PR #1979, opened 2021-02-02
docs(DEPRECATION.md): improve examples for `authInfo` deprecation

hassankhan:

Improve `authInfo` deprecation examples as per conversation [from Slack](https://www.notion.so/Improve-deprecation-doc-6ab921d655cd4464b8313fa9bfdcb215#9f3d1f79355a4b3f8d688b39cb29d2ca).

### DIFF
--- a/DEPRECATION.md
+++ b/DEPRECATION.md
@@ -222,17 +222,37 @@ cube(`visitors`, {
 
 The `authInfo` parameter to `checkAuth` no longer wraps the decoded JWT under
 the `u` property. It has also been renamed to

■ **Exercise instructions**
What you return must match the data line for line.

■ **Exercise response**
PR #1979, opened 2021-02-02
docs(DEPRECATION.md): improve examples for `authInfo` deprecation

hassankhan:

Improve `authInfo` deprecation examples as per conversation [from Slack](https://www.notion.so/Improve-deprecation-doc-6ab921d655cd4464b8313fa9bfdcb215#9f3d1f79355a4b3f8d688b39cb29d2ca).

### DIFF
--- a/DEPRECATION.md
+++ b/DEPRECATION.md
@@ -222,17 +222,37 @@ cube(`visitors`, {
 
 The `authInfo` parameter to `checkAuth` no longer wraps the decoded JWT under
 the `u` property. It has also been renamed to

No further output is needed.